Pakistan not invited to India PM Modi's swearing-in ceremony

Pakistan not invited to India PM Modi's swearing-in ceremony
Pakistan Prime Minister Imran Khan won't be in attendance at his Indian counterpart's swearing-in ceremony after he was denied an invitation.
2 min read
Narendra Modi is set for another five-year term after a landslide victory [Getty]

Pakistan Prime Minister Imran Khan will not be invited to the swearing-in of his recently elected Indian counterpart Narendra Modi, two Indian government sources told Reuters.

The leaders of India and Pakistan spoke by phone on Sunday, their offices said, in their first conversation since before tit-for-tat air strikes in February. But the lack of invitation suggests that relations between the two nuclear-armed rivals has not warmed considerably.

Prime Minister Khan congratulated Modi on his recent election victory in which his Hindu nationalist Bharatiya Janata Party (BJP) last week sealed a landslide election win, thanks in part to Modi talking tough about Pakistan.

The leaders of Bangladesh, Myanmar, Sri Lanka, Thailand, Nepal and Bhutan were invited to the ceremony, Reuters reported, along with Kyrgyzstan and Mauritius.

Pakistan's exclusion could be due to the style of Modi's election campaign, in which he "bashed" Pakistan, sugggested Pakistani Foreign Minister Shah Mahmood Qureshi.

"To expect that he will get rid of his narrative and invite the entire opposition to criticise him, it was not possible," Qureshi told Pakistani Geo TV late on Monday.

The attendance of Pakistan's previous Prime Minister Nawaz Sharif to Modi’s 2014 swearing in ceremony provoked the anger of some of Modi's Hindu-nationalist allies.
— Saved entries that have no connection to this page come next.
Issue #10332, opened 2024-10-30
[Bug] Generic methods / types are not ordered correctly together with their non-generic versions


mikernet:
**Describe the bug**
Title says it all. Examples:

![Image](https://github.com/user-attachments/assets/8040782d-2654-4b39-987d-ff5fb0fe7021)

![Image](https://github.com/user-attachments/assets/fdf0de37-63a3-4c66-ab3f-8dba72043e30)

**Expected behavior**
Generic types/methods should follow immediately after non-generic ones with the same name.

**Context (please complete the following information):**
- OS: Windows
- Docfx version: 2.77.0
- .NET version: .net 8

filzrev:
It seems to be occurred when using `"outputFormat": "mref"` options.
When using `apiPage` or `markdown` options. It works as expected.

I though it's introduced by enabling `InvariantGlobalization` mode. (#8893)
I'll try to create PR to fix reported issue later.

**Background**
Currently toc items are sorted by `uid`.
And when item contains `generic type parameter` it's represented as "`1". 

But when toc items are sorted with `Ordinal` order.
The order of results is changed from what is expected.

**Sample TOC file**
```yaml
  - uid: BuildFromProject.IRoutedView
    name: IRoutedView
  - uid: BuildFromProject.IRoutedViewModel
    name: IRoutedViewModel
  - uid: BuildFromProject.IRoutedView`1
    name: IRoutedView<T>
```

mikernet:
So based on your comment, does that mean that there is a workaround that I can use for now (something that won't radically change how I need to generate the docs)?

filzrev:
A temporary workaround is to disable [globalization nvariant mode](https://learn.microsoft.com/en-us/dotnet/core/runtime-config/globalization#invariant-mode).

**1. Steps to disable`InvariantMode`settings**
1.  Open following file. (On Windows environment)
    > `%UserProfile%\.dotnet\tools\.store\docfx\2.77.0\docfx\2.77.0\tools\net8.0\any\docfx.runtimeconfig.json` 
2. Modify `System.Globalization.Invariant` setting to `false`.

**2. Steps to confirm behavior changes**
1. Run `docfx metadata` command.
2. Run `docfx build --serve` command
3. Confirm TOC  displayed orders.

---
To fix the root cause problems.
It need to create `Custom IComparer<string>` that compatible with `InvariantCulture`(with `System.Globalization.Invariant: false`)

PR #10585, opened 2025-03-11
fix: TOC items order issue

filzrev:
This PR intended to fix issue #10332

**Background**
When using `Globalization Invariant Mode`. string is sorted with `ordinal` orders.
And it will cause some order problems, which seems not to be natural orders. 

**What's changed in this PR**

#### 1. Add `SymbolStringComparer.cs`
Add custom StringComparer that sort ASCII chars.
It's similar to `StringComparer.InvariantCulture`'s order but have following differences.
- Non ASCII chars are sorted with ordinal order.
- Non-printable chars are compared. (built-in string comparer seems ignoring these chars)
- Char orders of ',' and  ')' are inverted. (To handle .NET overloaded method parameter orders)

#### 2. Modify `YamlViewModelExtensions.cs`
Modify toc /enum items sort logics to use custom `SymbolStringComparer`.

#### 3. Add test class to that contains test for Issue10332
Confirmed generated web site symbols are ordered as expected.
And `enumSortOrder:alphabetic` behavior is confirmed by modifying `seed/docfx.json` manually.

Additional apply formatter to `Class1.cs` file content.


test/Docfx.Dotnet.Tests/Docfx.Dotnet.Tests.csproj
```diff
@@ -1,4 +1,10 @@
 <Project Sdk="Microsoft.NET.Sdk">
+
+  <PropertyGroup>
+    <!-- Use following setting when running tests withoug Globalization Invariant Mode. -->
```
yufeih, line 4:
```suggestion
    <!-- Use following setting when running tests without Globalization Invariant Mode. -->
```

src/Docfx.Dotnet/Helpers/SymbolStringComparer.cs
```diff
@@ -0,0 +1,216 @@
...
+
+/// <summary>
+/// StringComparer that simulate <see cref="StringComparer.InvariantCulture"> behavior for ASCII chars.
+/// </summary>
+/// <remarks>
+/// .NET StringComparer ignores non-printable chars on string comparison
+/// (e.g. StringComparer.InvariantCulture.Compare("\x0000 ZZZ \x0000"," ZZZ ")) returns 0).
+/// This feature is not implement by this comparer.
+/// </remarks>
+internal sealed class SymbolStringComparer : IComparer<string>
```
yufeih, line 16: >It seems to be occurred when using "outputFormat": "mref" options.
When using apiPage or markdown options. It works as expected.

The apiPage output does not use a custom string comparer and seems to [sort by `name` ](https://github.com/dotnet/docfx/blob/main/src/Docfx.Dotnet/DotnetApiCatalog.Toc.cs#L216) directly, does it work to sort by name also for `mref` output?

filzrev: ApiPage resove name with `SymbolFormatter.GetName(symbol, SyntaxLanguage.CSharp)`
So name is represented as followings.

```
Class1
Class1.IRoutedView
Class1.IRoutedView<T>
Class1.IRoutedViewModel
Class1.IRoutedViewModelBase
```
So generics are sorted as expected when it's sorted by ordinal .
Because `<` char code is smaller than alphabet char.

On the other hand, when using `Mref` output format.
name is represented as followings. 
```
BuildFromProject.Class1
BuildFromProject.Class1.IRoutedView
BuildFromProject.Class1.IRoutedViewModel
BuildFromProject.Class1.IRoutedViewModelBase
BuildFromProject.Class1.IRoutedView`1
```

So it requires SymbolStringComparer to get expected results.
I thought SymbolStringComparer should be also applied to ApiPage/Markdown output format.

src/Docfx.Dotnet/Helpers/SymbolStringComparer.cs
```diff
@@ -0,0 +1,216 @@
...
+                // Gets custom char order
+                var xOrder = AsciiCharSortOrders[xChar];
+                var yOrder = AsciiCharSortOrders[yChar];
+
+                var result = xOrder.CompareTo(yOrder);
+                if (result == 0)
+                    continue;
+
+                // Custom order logics for method parameters.
+                if ((xChar == ',' && yChar == ')') || (xChar == ')' && yChar == ','))
```
vicancy: For 
```cs
public class A { public class B { } }
public class B { }

public class C
{
    public void M(A a) { }
    public void M(A a, B b) { }
    public void M(A.B ab) { }
}
```

what is the order for `M(A) → M(A,B) → M(A.B)`?

filzrev: Since the **comma** comes before the **period** in ASCII code, the behavior should be the same.
`M(A)` → `M(A,B)` → `M(A.B)`

**TestCode**
```csharp
	string[] values = ["M(A)", "M(A,B)", "M(A.B)"];
	values.OrderBy(x=>x, StringComparer.CurrentCulture).Dump();
	values.OrderBy(x=>x, StringComparer.Ordinal).Dump();
```

vicancy:
```cs
var comparer = SymbolStringComparer.Instance;

comparer.Compare("M(A)", "M(A,B)");   // -9
comparer.Compare("M(A,B)", "M(A.B)"); // -5
comparer.Compare("M(A.B)", "M(A)");   // -4

```
so `M(A) < M(A,B) < M(A.B) < M(A)`?

PR #10723, opened 2025-06-20
Fix spelling error

bart-vmware:


yufeih:
Thank you @bart-vmware

PR #10827, opened 2025-09-27
fix: handle NRE

bdovaz:
`basePath` can be null, and if it is, it causes the `Path.Combine` method to throw an exception.

https://learn.microsoft.com/en-us/dotnet/api/system.io.path.combine?view=net-9.0

> Exceptions
> [ArgumentNullException](https://learn.microsoft.com/en-us/dotnet/api/system.argumentnullexception?view=net-9.0)
path1 or path2 is null.


yufeih (approved):
Thank you @bdovaz

PR #1452, opened 2026-06-15
[PTP] Add T-GM ptpconfig lifecycle regression test for OCPBUGS-58131

hhassid:
## Summary

Adds a regression test for OCPBUGS-58131 / CNF-20352 that validates
the `/gpsd/data` file does not accumulate data after repeated T-GM
PtpConfig delete and re-apply cycles.

Jira: [CNF-20352 - Corrective Measure for OCPBUGS-58131: [4.16.42] PTP State does not recover after updating the GM ptpconfig](https://redhat.atlassian.net/browse/CNF-20352)
Bug:  [OCPBUGS-58131 - [4.16.42] PTP State does not recover after updating the GM ptpconfig](https://redhat.atlassian.net/browse/OCPBUGS-58131)

## Key Changes
- Added Regression Validation: Introduced validateGpsdFileEmpty to assert that /gpsd/data is zero-size or absent. It uses a Consistently block to poll the file state every second over a 5-second window, failing immediately if the file accumulates data.
- Integrated with GNSS Loss Tests: Placed /gpsd/data validations inside the ptp-gnss-loss.go test cases directly after PtpConfig changes and clock stabilization.
- Removed Redundant Suite: Dropped the initially proposed ptp-gm-ptpconfig-lifecycle.go (which ran 10 forced delete/apply cycles) in favor of the more efficient, integrated approach.
- Teardown Optimization: Added an early return to the AfterEach block in ptp-gnss-loss.go to gracefully skip PtpConfig restoration and teardown procedures if the test spec was skipped.

## Test plan

- [x] Run the PTP T-GM GNSS Loss test suite.
  
  Co-authored-by: Cursor <cursoragent@cursor.com>

## Summary by CodeRabbit

* **Bug Fixes**
  * Improved GNSS-loss test coverage to skip cleanup checks after skipped scenarios, avoiding false failures.
  * Added an extra validation step to confirm GPS data remains empty during key PTP daemon transitions.
  * Strengthened three GNSS-loss transition checks to better catch regressions after configuration changes and clock stabilization.


hhassid:
Not tested yet but ready for first review
@klaskosk @dpopsuev @Bonnie-Block

tests/cnf/ran/ptp/tests/ptp-gm-ptpconfig-lifecycle.go
```diff
@@ -0,0 +1,253 @@
...
+
+		By("ensuring clocks are locked after testing")
+
+		err = metrics.EnsureClocksAreLocked(prometheusAPI)
+		Expect(err).ToNot(HaveOccurred(), "Failed to assert clock state is locked")
+	})
+
+	// CNF-20352 - validate /gpsd/data file does not grow after repeated T-GM ptpconfig delete/apply cycles
+	It("validates /gpsd/data does not grow after repeated GM ptpconfig delete and apply cycles",
+		reportxml.ID("CNF-20352"), func() {
```
klaskosk: please add this test case to polarion and use that ID. you should be able to create the workitem without actually importing a plan from what I remember

tests/cnf/ran/ptp/tests/ptp-gm-ptpconfig-lifecycle.go
```diff
@@ -0,0 +1,253 @@
...
+			// Track configs that have already been cycled. When multiple GM nodes share
+			// the same PtpConfig, cycling it once exercises all of them — running
+			// additional cycles for the same config would be redundant.
+			cycledConfigs := make(map[string]bool)
+
+			nodeInfoMap, err := profiles.GetNodeInfoMap(RANConfig.Spoke1APIClient)
+			Expect(err).ToNot(HaveOccurred(), "Failed to get node info map")
+
+			for _, nodeInfo := range nodeInfoMap {
+				if nodeInfo.Counts[profiles.ProfileTypeGM] == 0 &&
```
klaskosk: I think this would apply to `ProfileTypeNTPFallback` too. unless you get into holdover/freerun conditions, `ntpfailover` behaves like an ordinary GM profile (mostly)

tests/cnf/ran/ptp/tests/ptp-gm-ptpconfig-lifecycle.go
```diff
@@ -0,0 +1,253 @@
...
+	"github.com/rh-ecosystem-edge/eco-gotests/tests/cnf/ran/ptp/internal/ptpdaemon"
+	"github.com/rh-ecosystem-edge/eco-gotests/tests/cnf/ran/ptp/internal/tsparams"
+)
+
+const (
+	gpsdDataPath         = "/gpsd/data"
+	validateAttempts     = 5
+	validateInterval     = 1 * time.Second
+	profileReloadTimeout = 5 * time.Minute
+	lifecycleCycles      = 10
```
klaskosk: I'm curious how long this test takes to run with this many cycles and if we could get away with fewer

based on the bug saying it occurs 60% of the time, we have a 1% chance of not seeing it in 5 cycles vs 0.01% chance in 10 cycles

may be an opportunity to optimize a little given the time constraint in the GM lane

tests/cnf/ran/ptp/tests/ptp-gm-ptpconfig-lifecycle.go
```diff
@@ -0,0 +1,253 @@
...
+)
+
+var _ = Describe("PTP T-GM PtpConfig Lifecycle", Label(tsparams.LabelGMPtpConfigLifecycle), func() {
+	var (
+		prometheusAPI   prometheusv1.API
+		savedPtpConfigs []*ptp.PtpConfigBuilder
+	)
+
+	BeforeEach(func() {
```
klaskosk: maybe a version check is necessary? I'm not sure how far the fix got backported

tests/cnf/ran/ptp/tests/ptp-gm-ptpconfig-lifecycle.go
```diff
@@ -0,0 +1,253 @@
...
+					By(fmt.Sprintf("%s deleting GM ptpconfig %s on node %s",
+						cycleLabel, gmConfigName, nodeInfo.Name))
+
+					deleteTime := time.Now()
+
+					err = gmSavedConfig.Delete()
+					Expect(err).ToNot(HaveOccurred(),
+						"Failed to delete GM ptpconfig on cycle %d on node %s", cycle+1, nodeInfo.Name)
+
+					// The daemon logs "load profiles" whenever it reloads its configuration.
```
klaskosk: one thing I've found with GM profiles is that they take a relatively long time to load. the best check I've found so far is waiting till ts2phc is locked. based on my read of the bug, that may be important since the process needs to start before the file gets filled with data

klaskosk (commented):
overall looks good, a few minor things and some questions to answer from testing

tests/cnf/ran/ptp/tests/ptp-gm-ptpconfig-lifecycle.go
hhassid: Thanks for the reminder. Added.

tests/cnf/ran/ptp/tests/ptp-gm-ptpconfig-lifecycle.go
hhassid: Added.

tests/cnf/ran/ptp/tests/ptp-gm-ptpconfig-lifecycle.go
hhassid: ts2phc validation should be added after a configuration is applied. In this step, after the removing of the configuration, ts2phc will not run.

tests/cnf/ran/ptp/tests/ptp-gm-ptpconfig-lifecycle.go
hhassid: I thought about it. I used to run this using bash script and it took les then an hour but not sure how long it will be using ecogo.

tests/cnf/ran/ptp/tests/ptp-gm-ptpconfig-lifecycle.go
hhassid: Added check to run since 4.16

tests/cnf/ran/ptp/tests/ptp-gm-ptpconfig-lifecycle.go
klaskosk: oh great point about the removal, thanks!

tests/cnf/ran/ptp/tests/ptp-gm-ptpconfig-lifecycle.go
hhassid: @klaskosk 
https://jenkins-csb-kniqe-ci.dno.corp.redhat.com/job/Private/job/hhassid/job/ocp-far-edge-vran-tests/38/
This one took 42min

klaskosk: thanks! I think Yang's suggestion of moving to 1 check makes sense, we'd have ~94% chance of seeing once per sprint based on the 60% number.

I know she mentioned possibly adding the check to other cases where we update the config. I think that'd work too to verify the bug since I think the operator treats updates the same as new configs in terms of starting up all the processes

I personally prefer the idea of using a single test case a little more since it keeps the check explicit and prevents it being unrelated to the other tests. although I'm not opposed to including the check in other case(s) instead if you think that's a better approach

tests/cnf/ran/ptp/tests/ptp-gm-ptpconfig-lifecycle.go
```diff
@@ -0,0 +1,271 @@
...
+		Expect(err).ToNot(HaveOccurred(), "Failed to assert clock state is locked")
+
+		By("saving PtpConfigs before testing")
+
+		savedPtpConfigs, err = profiles.SavePtpConfigs(RANConfig.Spoke1APIClient)
+		Expect(err).ToNot(HaveOccurred(), "Failed to save PtpConfigs")
+	})
+
+	AfterEach(func() {
+		By("restoring PtpConfigs after testing")
```
klaskosk: minor: adding a check for if the case was skipped would save some unnecessary checks

```go
if CurrentSpecReport().State == types.SpecStateSkipped {
	return
}
```

tests/cnf/ran/ptp/tests/ptp-gm-ptpconfig-lifecycle.go
hhassid: Although I think we should keep the test cases sparely, in this case it will be more reasonable to add a validation to T-GM (not sure regarding ntp-fallback) tests so we can monitor the file in multiple cases and still not increase much the running time.

I'll remove the file and add the validation function to gnss-loss file.

klaskosk: Sounds good! please mark the test case as inactive in Polarion then (and add a short note explaining why so we're not confused like with 70111 :slightly_smiling_face:)

also, please add a comment to the validation function that this is a corrective measure for OCPBUGS-58131. It'll be nice to preserve why the code exists for the future so we don't delete in a refactor

tests/cnf/ran/ptp/tests/ptp-gnss-loss.go
```diff
@@ -155,6 +161,10 @@ var _ = Describe("PTP T-GM GNSS Loss", Label(tsparams.LabelGNSSLoss), func() {
 
 					err = metrics.EnsureClocksAreStable(prometheusAPI, 1*time.Minute)
 					Expect(err).ToNot(HaveOccurred(), "Failed to ensure clocks are stable after config change")
+
+					By("validating /gpsd/data is not growing after config change on node " + nodeName)
+
+					validateGpsdFileEmpty(nodeName)
```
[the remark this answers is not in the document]
hhassid: ptpConfig.Update() should remove and create /gpsd/data so it acts the same as delete/re-apply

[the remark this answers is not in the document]
dpopsuev: Yes, Update is a masked Delete & Apply.

tests/cnf/ran/ptp/tests/ptp-gnss-loss.go
```diff
@@ -714,3 +732,26 @@ var _ = Describe("PTP T-GM GNSS Loss", Label(tsparams.LabelGNSSLoss), func() {
...
+	const (
+		validateAttempts = 5
+		validateInterval = 1 * time.Second
+	)
+
+	Consistently(func() error {
+		_, err := ptpdaemon.ExecuteCommandInPtpDaemonPod(
+			RANConfig.Spoke1APIClient,
+			nodeName,
+			fmt.Sprintf("[ ! -s %s ]", "/gpsd/data"),
```
dpopsuev: @hhassid nit: redundant usage of Sprintf; you know the path [/gpsd/data] in compile time, reserve using the Sprint* methods for runtime.

tests/cnf/ran/ptp/tests/ptp-gnss-loss.go
```diff
@@ -13,6 +13,7 @@ import (
 	"github.com/rh-ecosystem-edge/eco-goinfra/pkg/reportxml"
 	"k8s.io/klog/v2"
 
+	"github.com/onsi/ginkgo/v2/types"
```
dpopsuev: @hhassid nit: the import clustering / group is usually:

```
import {
  "remote" [outside the code base]

  "local" [within the code base]
}
```

dpopsuev (commented):
Good commit, well scoped!
Comments are pure nits about 'Idiomatic Go'.

tests/cnf/ran/ptp/tests/ptp-gnss-loss.go
hhassid: Thanks. I started to change this line and didn't finish...
Fixed

dpopsuev (approved):

klaskosk (approved):
thanks! and thank you Daniel for reviewing!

Tensions escalated in February after a suicide bombing in Indian-administered Kashmir - divided between India and Pakistan since partition in 1947 - claimed by a militant group based in Pakistan killed 40 Indian troops.

India and Pakistan then carried out tit-for-tat air strikes, but to the great relief of the international community the two countries retreated from the brink of further action.

Earlier this month, in a diplomatic victory for India, the UN added Masood Azhar, the leader of the group that claimed responsibility for the suicide bombing, to its terrorist blacklist.

The group, Jaish-e-Mohammad (JeM), itself has been on the UN terror list since 2001.

The last time that Modi and Khan spoke before Sunday’s call is believed to have been when Modi congratulated his counterpart on his election victory in July 2018.